The pharmacodynamic model of Ct viral load over time is based upon the prospective longitudinal SARS-CoV-2 RT-qPCR testing performed for players, staff, and vendors during the resumption of the 2019-20 National Basketball Association (NBA) season and has been described previously in detail [7]. The code and data are openly accessible on github at https://github.com/gradlab/CtTrajectories. The original description of the model had three main individual parameters (using the stan notation): *dp, wp, wr. dp[i]* is the peak viral load for individual *i*; *wp[i]* is the time until peak viral load; *wr[i]* is the time to recovery (time from peak viral load to time at which viral density is unmeasurable, i.e. Ct ≥ 40). We re-parameterised the stan model (for sampling from the posterior distribution) so that *wr* is replaced by the slope coefficient (equal to -dp/wr). This removes any dependency in the posterior predictive distribution between the clearance rate and the peak viral load. To simulate viral trajectories under the posterior predictive, we draw at random from the top level of the hierarchical model (population distribution of the peak viral load and rate of clearance) and then simulated Ct values from time 0 (time of peak viral load) until a specified maximum time after the peak.

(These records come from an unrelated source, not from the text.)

PR #236, opened 2021-06-30
CIP 40 - Address comments to clarify proposal

nategraf:
This PR includes adds a note to clarify that only a single new key-pair is needed to implement the
proposal. Clarification on a comment by @ankushswar1 https://github.com/celo-org/celo-proposals/issues/233#issuecomment-870967376

### DIFF
--- a/CIPs/cip-0040.md
+++ b/CIPs/cip-0040.md
@@ -453,6 +453,12 @@ Multiple candidate implementations exist for this functionality. Linked below is
 cryptographic design for use in the ODIS pOPRF service. Other implementation with the same interface
 may also be used to implement the following service design.
 
+Note that in the proposed interface, and in the function proposal below, only a single public key,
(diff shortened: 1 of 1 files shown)


CIPs/cip-0040.md
```diff
@@ -453,6 +453,12 @@ Multiple candidate implementations exist for this functionality. Linked below is
 cryptographic design for use in the ODIS pOPRF service. Other implementation with the same interface
 may also be used to implement the following service design.
 
+Note that in the proposed interface, and in the function proposal below, only a single public key,
```
ankushswar1, line 456: Looks good to me! I think this clarifies that the new ODIS construction would only need 1 new set of keys, not that each domain needs a new set of a keys. 

nit: I think "shareded" (line 457) is supposed to be "sharded" or "shared"

YazzyYaz (approved):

### Adaptive randomisation

To simulate trials with adaptive randomisation we again used the same model of viral clearance dynamics to simulate trial data, and then used a hierarchical linear model to estimate drug effects. This used *stan lmer* from the R package *rstanarm* whereby individual random effects were specified for both peak viral loads and viral clearance slopes. This was fitted directly to the simulated Ct values (R formula specification: *y* ∼ 1 + *t* * *Trt* + *t* − *Trt* + (1 + *t*|*id*), where *y* is the Ct value, *t* is the timepoint, *Trt* is the treatment arm, and *id* is the patient identifier). After a burn-in of 50 patients, randomisation probabilities for the intervention arms were set to be proportional to the posterior probability that the treatment effect was greater than a 1% increase in viral clearance. The posterior distribution over the model parameters was estimated from 1000 draws from 1 chain (to minimise running time).

For scenario 1 we simulated 1000 independent trials (approximately 2 days computation on 8 cores) and for scenario 2 we simulated 100 independent trials (also around 2 days on 8 cores). Trials under scenario 2 (no active drugs) are more computationally expensive because the large majority do not meet any early stopping rules (median trial size is 410, the maximum trial size) whereas under scenario 1 (one active treatment), the majority of trials stop early (median trial size is 140). The posterior fitting is proportional to the number of individuals and so takes longer at each interim analysis.

## Code

All the code is available at https://github.com/jwatowatson/phase2sims

## Data Availability

All data and code are available on the github repositories linked to this manuscript.